Carroll Fermions

Dear Editor, dear Referees,

First of all we wish to thank the Referees for the useful comments. We added some clarifications according to the suggestions by Referee 2, that we detail in the following list of changes. We hope that these additional clarifications will make our paper suitable for publication.

- Below (2.2) we defined $\Gamma_{AB}$ and below (2.3) we stressed that in our approach we do not rescale gamma matrices.

- Below (2.6) we clarified that we used $\Gamma_0$ to define a projection operator because our aim was to introduce a projection allowing us to distinguish between rotations and boosts. This was motivated by the desire to rescale fields in such a way to preserve a non-trivial action of boosts. We also modified the paragraph below (2.9) to recall how we obtained an indecomposable representation of the homogeneous Carroll group even if we worked with the usual relativistic Carroll algebra.

- The electric limit can be actually defined in a simpler way by taking the $\tilde{c} \to \infty$ limit of Dirac's Lagrangian after rescaling the fields by as $\psi = \tilde{c}^{-\frac{1}{2}} \Psi$. We stressed at the beginning of section 2.2 that our choice of starting from an off-diagonal Lagrangian was motivated by the desire to describe both an electric and a magnetic limit in a unifying framework. We also stressed in footnote 10 and in the paragraph below (2.17) that our choice of keeping only the $+$ components in the electric limit is purely conventional and that the truncation (with the corresponding reduction in the number of degrees of freedom) has been included only to avoid kinetic terms with different signs (see also the new comment below (2.15)). The latter feature has been introduced by working with a unifying Lagrangian and it is not a general feature of the electric limit.
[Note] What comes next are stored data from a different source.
PR #233, opened 2018-02-26
Deactivate tables auditing during migrations

elemoine:
Fixes https://github.com/qwat/QWAT/issues/248.

Depends on #232, which should be merged first.

### DIFF
--- a/update/delta/pre-all.sql
+++ b/update/delta/pre-all.sql
@@ -1,0 +1,14 @@
+DO $$
+BEGIN
+
+    -- before 1.3.2 deactivate_audit_tables did not exist, so we test that the function
+    -- exists prior to calling it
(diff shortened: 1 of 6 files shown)


elemoine:
Now rebased and ready for review.

update/delta/pre-all.sql
```diff
@@ -0,0 +1,14 @@
+DO $$
+BEGIN
+
+    -- before 1.2.3 deactivate_audit_tables did not exist, so we test that the function
```
lbartoletti: 1.3.2?

elemoine: Good catch! Fixed.

haubourg:
Merci !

- As stressed in our answer to point 1, in our work we do not modify the Clifford algebra. An alternative approach to Carroll fermions based on degenerate Carroll algebras, inducing a contraction of $so(1,d)$ has been considered in the literature and we mentioned it in footnote 1.

- We mentioned in footnote 12 that the truncation defining the magnetic Carroll Lagrangian naively breaks parity, thus explaining the option to add mass terms with $\Gamma_\star$. We defer to further work an analysis of possible modifications of the action of parity on Carrollian spinors that might restore parity.